> [Task requirements]
Your answer is the lines below, exactly, from the one that contains "Fixes #5938" through the one that contains "i don't think", both included.

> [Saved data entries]
== Segment start ==

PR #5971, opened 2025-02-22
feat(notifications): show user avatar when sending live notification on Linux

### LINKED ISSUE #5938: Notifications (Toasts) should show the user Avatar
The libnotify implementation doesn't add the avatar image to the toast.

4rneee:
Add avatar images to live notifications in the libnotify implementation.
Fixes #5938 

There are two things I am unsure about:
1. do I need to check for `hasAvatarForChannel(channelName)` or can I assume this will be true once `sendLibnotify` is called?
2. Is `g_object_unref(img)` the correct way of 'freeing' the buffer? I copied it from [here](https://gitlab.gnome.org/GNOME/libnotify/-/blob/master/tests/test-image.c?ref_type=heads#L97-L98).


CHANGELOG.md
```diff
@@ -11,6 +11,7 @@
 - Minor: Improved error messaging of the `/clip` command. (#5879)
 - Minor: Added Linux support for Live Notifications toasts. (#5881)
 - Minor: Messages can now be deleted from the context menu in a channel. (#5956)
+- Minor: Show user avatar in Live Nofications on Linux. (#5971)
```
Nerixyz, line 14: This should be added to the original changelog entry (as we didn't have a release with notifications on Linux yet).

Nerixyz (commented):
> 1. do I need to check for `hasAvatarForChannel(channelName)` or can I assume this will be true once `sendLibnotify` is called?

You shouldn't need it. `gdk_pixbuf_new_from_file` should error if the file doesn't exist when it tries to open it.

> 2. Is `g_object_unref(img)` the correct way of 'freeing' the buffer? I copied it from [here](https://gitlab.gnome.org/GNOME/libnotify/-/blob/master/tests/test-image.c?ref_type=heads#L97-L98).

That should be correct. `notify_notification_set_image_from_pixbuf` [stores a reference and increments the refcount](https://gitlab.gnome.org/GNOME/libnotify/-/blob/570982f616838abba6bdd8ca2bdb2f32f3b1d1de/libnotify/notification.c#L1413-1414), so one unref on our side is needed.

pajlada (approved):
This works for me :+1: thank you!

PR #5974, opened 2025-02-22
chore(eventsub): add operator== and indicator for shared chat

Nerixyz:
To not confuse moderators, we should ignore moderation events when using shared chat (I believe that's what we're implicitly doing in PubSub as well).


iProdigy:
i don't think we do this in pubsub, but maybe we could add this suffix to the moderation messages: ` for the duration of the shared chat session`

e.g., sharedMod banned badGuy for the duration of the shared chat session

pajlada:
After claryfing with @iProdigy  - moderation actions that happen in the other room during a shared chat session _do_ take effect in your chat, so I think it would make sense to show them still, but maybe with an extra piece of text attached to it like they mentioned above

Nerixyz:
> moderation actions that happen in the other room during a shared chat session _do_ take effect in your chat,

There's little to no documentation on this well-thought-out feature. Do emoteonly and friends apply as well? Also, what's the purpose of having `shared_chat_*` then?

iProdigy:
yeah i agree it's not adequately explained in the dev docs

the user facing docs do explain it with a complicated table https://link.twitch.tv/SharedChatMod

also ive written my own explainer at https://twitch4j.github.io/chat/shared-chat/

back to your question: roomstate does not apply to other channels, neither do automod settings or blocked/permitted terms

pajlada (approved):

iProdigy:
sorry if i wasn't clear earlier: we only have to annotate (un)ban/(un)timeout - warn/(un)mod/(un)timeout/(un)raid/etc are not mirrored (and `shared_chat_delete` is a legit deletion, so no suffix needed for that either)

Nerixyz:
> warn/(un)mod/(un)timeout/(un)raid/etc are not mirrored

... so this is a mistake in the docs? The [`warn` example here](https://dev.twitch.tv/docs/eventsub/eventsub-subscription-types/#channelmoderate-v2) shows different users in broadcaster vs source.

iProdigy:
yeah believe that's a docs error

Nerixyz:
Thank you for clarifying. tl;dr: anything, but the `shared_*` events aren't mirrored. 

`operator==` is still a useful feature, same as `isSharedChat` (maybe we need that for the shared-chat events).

== Segment end ==

> [Output for this task]
Fixes #5938 

There are two things I am unsure about:
1. do I need to check for `hasAvatarForChannel(channelName)` or can I assume this will be true once `sendLibnotify` is called?
2. Is `g_object_unref(img)` the correct way of 'freeing' the buffer? I copied it from [here](https://gitlab.gnome.org/GNOME/libnotify/-/blob/master/tests/test-image.c?ref_type=heads#L97-L98).


CHANGELOG.md
```diff
@@ -11,6 +11,7 @@
 - Minor: Improved error messaging of the `/clip` command. (#5879)
 - Minor: Added Linux support for Live Notifications toasts. (#5881)
 - Minor: Messages can now be deleted from the context menu in a channel. (#5956)
+- Minor: Show user avatar in Live Nofications on Linux. (#5971)
```
Nerixyz, line 14: This should be added to the original changelog entry (as we didn't have a release with notifications on Linux yet).

Nerixyz (commented):
> 1. do I need to check for `hasAvatarForChannel(channelName)` or can I assume this will be true once `sendLibnotify` is called?

You shouldn't need it. `gdk_pixbuf_new_from_file` should error if the file doesn't exist when it tries to open it.

> 2. Is `g_object_unref(img)` the correct way of 'freeing' the buffer? I copied it from [here](https://gitlab.gnome.org/GNOME/libnotify/-/blob/master/tests/test-image.c?ref_type=heads#L97-L98).

That should be correct. `notify_notification_set_image_from_pixbuf` [stores a reference and increments the refcount](https://gitlab.gnome.org/GNOME/libnotify/-/blob/570982f616838abba6bdd8ca2bdb2f32f3b1d1de/libnotify/notification.c#L1413-1414), so one unref on our side is needed.

pajlada (approved):
This works for me :+1: thank you!

PR #5974, opened 2025-02-22
chore(eventsub): add operator== and indicator for shared chat

Nerixyz:
To not confuse moderators, we should ignore moderation events when using shared chat (I believe that's what we're implicitly doing in PubSub as well).


iProdigy:
i don't think we do this in pubsub, but maybe we could add this suffix to the moderation messages: ` for the duration of the shared chat session`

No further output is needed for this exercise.